Anyone here use OpenOffice? I'm not getting the fonts to work, and I figure that could be a possible reason, however I do remember downloading other fonts and having them work for me. I've got the fonts all installed into my Fonts folder, but they're not coming up in the font list.


----------



## Siberys (Feb 26, 2009)

Well, considering that *I* use OO, I don't see why it shouldn't work. Try rebooting; if that doesn't work, unload and re-load it. If THAT doesn't work... well, I dunno.

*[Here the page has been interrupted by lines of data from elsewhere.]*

PR #563, opened 2021-09-08
Feature/minsulee2/network updates for extension

minsulee2:
Updates:
- The connection of nodes is now made bi-directed.
- Tracker distributes nodes depending on the number of incoming nodes.

How the connection works:
1. A node enters the blockchain network with TrackerMessageTypes.CONNECTION.
2. The node gets candidate nodes list.
3. Tries to connect to the nodes in the list with ip address.
4. Share address one another.
5. After sharing address done successfully, (after `inbound` setup done) then, Sends TrackerMessageTypes.CORRESPOND to connect each other.
6. Make bi-directed connection done.


tracker-server/index.js
```diff
@@ -115,29 +115,52 @@ server.on('connection', (ws) => {
...
-      newManagedPeerInfoList,
-      numLivePeers: getNumAliveNodes() - 1   // except for me.
-    };
-    logger.info(`>> Message to node [${abbrAddr(nodeInfo.address)}]: ` +
-        `${JSON.stringify(msgToNode, null, 2)}`);
-    ws.send(JSON.stringify(msgToNode));
-    printNodesInfo();
+    const parsedMessage = JSON.parse(message);
+    switch(_.get(parsedMessage, 'type')) {
+      case TrackerMessageTypes.CONNECTION:
```
liayoo, line 120: Could we try to break the message types into request & response and make them a little more descriptive?
an idea) CONNECTION -> NEW_PEERS_REQUEST, NEW_PEERS_RESPONSE
CORRESPOND -> PEER_INFO_REQUEST, PEER_INFO_RESPONSE

common/constants.js
```diff
@@ -131,6 +131,17 @@ const MessageTypes = {
   HEARTBEAT: 'HEARTBEAT'
 };
 
+/**
+ * Message types for communication between tracker and node.
+ *
+ * @enum {string}
+ */
+const TrackerMessageTypes = {
+  CONNECTION: 'CONNECTION',
```
platfowner, line 140: minor: what about 'CONNECT' verb like others?

p2p/index.js
```diff
@@ -54,9 +55,9 @@ class P2pClient {
   // maxInbound is a rest of connection after maxOutbound is set.
   initConnections() {
     this.maxOutbound = process.env.MAX_OUTBOUND ?
```
platfowner, line 57: could you update this variable name as well ('targetOutBound')?

tracker-server/index.js
```diff
@@ -155,6 +178,14 @@ function abbrAddr(address) {
   return `${address.substring(0, 6)}..${address.substring(address.length - 4)}`;
 }
 
+function setNodeInfo(ws, nodeInfo) {
```
platfowner, line 181: minor: what about 'setPeerNodes' or 'setWsListAndPeerNodes' as its name? This function seems to be just using the given 'nodeInfo'?

tracker-server/index.js
```diff
@@ -183,10 +214,12 @@ function assignRandomPeers(nodeInfo) {
       !peer.networkStatus.connectionStatus.incomingPeers.includes(nodeInfo.address) &&
       peer.networkStatus.connectionStatus.incomingPeers.length <
           peer.networkStatus.connectionStatus.maxInbound)
-    .map(peer => ({ address: peer.address, url: peer.networkStatus.p2p.url }));
-
-    const shuffled = _.shuffle(candidates);
-    return shuffled.slice(0, maxNumberOfNewPeers);
+    .sort((a, b) =>
+      a.networkStatus.connectionStatus.incomingPeers -
```
platfowner, line 218: nice~

p2p/index.js
```diff
@@ -134,30 +135,63 @@ class P2pClient {
     this.intervalConnection = null;
   }
 
-  updateNodeStatusToTracker() {
-    const updateToTracker = this.getStatus();
+  connectToCorrespondingNode(address) {
```
liayoo, line 138: Could you leave a note of why we need an extra message type (TrackerMessageTypes.CORRESPOND) and how it would be unnecessary once we deprecate the tracker in the near future? Thanks!

tracker-server/index.js
platfowner: +1
Could you make it more clear who makes requests and who responds for the requests with the message type naming?

p2p/index.js
liayoo: Come to think of it, do you think we can just pass the port information (if that's the only info we need) when we connect to the peer so that we don't need to ask the tracker for it if we already have a 1-way connection from the peer?

common/constants.js
```diff
@@ -131,6 +131,17 @@ const MessageTypes = {
...
+  CORRESPOND: 'CORRESPOND',
```
platfowner, line 141: 'RESPOND'?

p2p/server.js
```diff
@@ -426,6 +427,9 @@ class P2pServer {
                 return;
               }
               socket.send(JSON.stringify(payload));
+              if (!this.client.outbound[address]) {
+                this.client.connectToCorrespondingNode(address);
```
platfowner, line 431: It looks it makes bidirectional connection in response to MessageTypes.ADDRESS_REQUEST?
What about introducing another message type?

p2p/index.js
platfowner, line 138: The name sounds like it actually make connection but what it actually does is to report to the tracker server?
Could you rename it appropriately?

p2p/index.js
```diff
@@ -134,30 +135,63 @@ class P2pClient {
     this.intervalConnection = null;
   }
 
-  updateNodeStatusToTracker() {
```
platfowner, line 137: It looks like updateNodeStatusToTracker is divided into pieces.
Wouldn't it make more traffic to the tracker?
As the tracker is getting traffic from all blockchain nodes, I think it need to minimize the traffic size.
What do you think?

platfowner:
Could you share a design doc before making actual changes? I think it would be helpful for faster review and avoiding unnecessary trial and errors. @minsulee2

tracker-server/index.js
minsulee2: Coooooool. I took @liayoo 's idea! Thanks!

common/constants.js
minsulee2: ditto; I took @liayoo 's

tracker-server/index.js
minsulee2: Thanks :)

common/constants.js
minsulee2: ditto; I took @liayoo 's

p2p/index.js
minsulee2: All addressed for this !

tracker-server/index.js
minsulee2: Right! I took `setPeerNodes ` for this! thanks!

p2p/index.js
minsulee2: Yeah, I think so too now. But, As discussed offline with @platfowner , the design will change in the next move. (This part will be removed.) I will leave some notes regarding this! Cheers thank you!

p2p/server.js
minsulee2: This is in response to `TrackerMessageTypes.PEER_INFO_RESPONSE` . As we discussed offline, this part will be updated with new scheme! I will leave some notes for this! Thanks!

p2p/index.js
minsulee2: As mentioned above, I will leave some notes for this as well.

p2p/index.js
minsulee2: It is not actually. The job of `updateNodeStatusToTracker` is now done via `updateNodeInfoToTracker` and the other tracker messages are only called when they get into the network or make connections. Thanks for the nice question!

minsulee2:
@platfowner @liayoo PTAL. Some addressed and Leave some notes. After this PR, I will move on to AIM docs and share the new design with you guys!

tracker-server/index.js
```diff
@@ -155,6 +181,14 @@ function abbrAddr(address) {
   return `${address.substring(0, 6)}..${address.substring(address.length - 4)}`;
 }
 
+function setpeerNodes(ws, nodeInfo) {
```
platfowner, line 184: 'setPeerNodes'?

p2p/server.js
platfowner: I see. Ao 'address and security checks' means direct connection making to the peer? It would be more clear if something like 'direct connection' is emphasized (minor). Thanks.

p2p/index.js
```diff
@@ -134,30 +132,63 @@ class P2pClient {
...
+    const message = {
+      type: TrackerMessageTypes.PEER_INFO_REQUEST,
+      data: address
+    }
+    logger.debug(`\n >> Update to [TRACKER] ${TRACKER_WS_ADDR}: ` +
+        `${JSON.stringify(message, null, 2)}`);
+    this.trackerWebSocket.send(JSON.stringify(message));
+  }
+
+  connectToOtherPeers() {
```
platfowner, line 145: minor: what about sendRequestForNewPeers?

p2p/index.js
platfowner: I see. Then what about sendRequestForPeerInfo? (minor)

p2p/index.js
```diff
@@ -134,30 +132,63 @@ class P2pClient {
...
+    const message = {
+      type: TrackerMessageTypes.NEW_PEERS_REQUEST,
+      data: this.getStatus()
+    };
+    logger.debug(`\n >> Connect to [TRACKER] ${TRACKER_WS_ADDR}: ` +
+        `${JSON.stringify(message, null, 2)}`);
+    this.trackerWebSocket.send(JSON.stringify(message));
+  }
+
+  updateNodeInfoToTracker() {
```
platfowner, line 155: minor: what about updatePeerInfoToTracker?

p2p/index.js
```diff
@@ -134,30 +132,63 @@ class P2pClient {
...
-      if (this.server.node.state === BlockchainNodeStates.STARTING) {
-        await this.startNode(parsedMsg.numLivePeers);
+      const parsedMessage = JSON.parse(message);
+      logger.info(`\n<< Message from [TRACKER]: ${JSON.stringify(parsedMessage, null, 2)}`);
+      switch(_.get(parsedMessage, 'type')) {
+        case TrackerMessageTypes.NEW_PEERS_RESPONSE:
+          const data = parsedMessage.data;
+          this.connectToPeers(data.newManagedPeerInfoList);
+          if (this.server.node.state === BlockchainNodeStates.STARTING) {
+            await this.startNode(data.numLivePeers);
```
platfowner, line 181: minor: what about startBlockchainNode for clearer meaning?

tracker-server/index.js
minsulee2: Fixed!

p2p/index.js
minsulee2: I should've changed it. I like the name! Changed! Thanks!

p2p/index.js
minsulee2: Updated!

p2p/index.js
minsulee2: It is clearer! Updated!

minsulee2:
PTAL! All addressed!

platfowner (approved):
(Could you take a look at the remaining comments? one on 'connectToCorrespondingNode' and the other on a note with 'anddress and security checks')
Thanks!

p2p/server.js
minsulee2: Updated the notes! Thanks!

p2p/index.js
minsulee2: I like the name! Thanks!

minsulee2:
Thanks for the fast review! merging it now!

PR #564, opened 2021-09-10
Feature/minsulee2/network graph

minsulee2:
Using d3 package, Draw graph of ain-blockchain network.
- Simply run `node tools/network/index.js`.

If you've got another "Draconic" font, that may be part of the problem. When I first made the font, I'd named it draconic, but that caused problems with my other draconic font, so I changed the name to Iokharic. But that shouldn't be the problem, considering I fixed it on my machine.


----------



## The Badger (Feb 26, 2009)

I feel completely foolish, especially considering my mother, that I did not restart. Thanks, completely awesome.


----------



## Moon_Goddess (Dec 21, 2009)

Sorry for the ancient bump, just wanted to say Barazahad is in Plane Below, and just thought I'd pop in here and beg for a font.


----------



## Siberys (Dec 22, 2009)

I'll look into it. Do you have a picture of the font?


----------



## Jedi005 (Jan 6, 2010)

Wish Granted. 

http://www.enworld.org/forum/270163-d-d-4th-edition-abyssal-font.html#post5047871http://www.enworld.org/forum/4e-fan...d-d-4th-edition-abyssal-font.html#post5047871


----------



## TheLordWinter (Jan 7, 2010)

Since Jedi005's font has been taken down, I thought I might put up the picture Siberys asked for. I'd love the font if you're thinking about producing it.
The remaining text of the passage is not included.